"Losing your virginity" is a teen movie trope and a common conversation topic among close friends: What was your first time like?
Depending on whom you ask, it either has to be rom-com perfect or it "doesn’t matter at all." We give sex so much attention (whether we talk about it openly or not), but when it actually comes down to it, many teens claim the pressure is hyperbolized and sexual intercourse is not a big deal after all.
I would like to humbly disagree. Having sex for the first time is a big deal.
Not that sex is this huge threshold or that it’s not worth it if you don’t have rose petals on the bed, candles lit everywhere and a bottle of Champagne. I just think sex is always a big deal. Being with someone so intimately matters — it involves insane vulnerability, and it has the power to cause massive hurt or be an incredible experience.
Through the end of middle school and most of high school, I definitely felt pressured to have sex. It was completely unspoken, but the more people were having sex, the more it entered into conversation and the more I felt like the odd one out. I didn’t even necessarily not want to have sex, I just really wanted my first time to be with the “right” person. There were several occasions when I could have given in to that pressure, when it would have been so easy to “just get it over with,” but I held onto my fairy-tale notion of the “right” guy, the “right” feeling, the “right” moment. It might sound ridiculous, but I’m so glad I did.

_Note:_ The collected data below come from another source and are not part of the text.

PR #924, opened 2024-02-27
Filter out workspaces for guest members

cinxmo:
Filters out workspaces for the login/deploy command where the user is a guest member and does not have owner/editor access on at least one project on that workspace

### DIFF
--- a/src/deploy.ts
+++ b/src/deploy.ts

Funnily enough, when the right moment showed up, it didn’t matter to me whether we had sex or not because every minute I spent with this guy was already magical. But we did. And we didn’t light candles or cover each other in rose petals, and there definitely wasn’t any Champagne around. We just laughed the entire time. Because having sex is awkward. And human bodies are weird and amazing. Nothing about it was perfect, except everything.

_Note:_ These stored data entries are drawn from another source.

PR #926, opened 2024-02-27
absolute FileAttachment.url

### LINKED ISSUE #925: FileAttachment.url should return an absolute URL, not a relative path
Ref. https://uwdata.github.io/mosaic-framework-example/mosaic-duckdb-wasm

mbostock:
Fixes #925.


mbostock:
Ooh, good catch, it in fact says “resolved **relative path**” which is now wrong. I’ll fix.

PR #927, opened 2024-02-27
make login test faster by not waiting 1s to poll

mythmon:
We might also be able to do this by having timeouts be an effect instead of using a short timeout, but this seems like an easier way to deal with it.


mbostock:
Thank you for fixing this. 🙏

mcglincy (approved):
LGTM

So wait. Wait until you’re with someone you can’t get enough of. Wait until it's someone you trust and want to show every part of yourself to. Whether or not you feel pressured or impatient, give yourself the time and space for it to feel “right” — whatever that means to you. It will be worth it.
Maybe some people believe sex isn’t a big deal, but I think it should be. And if you share it with someone you really, really care about, it is. And it’s better than wonderful.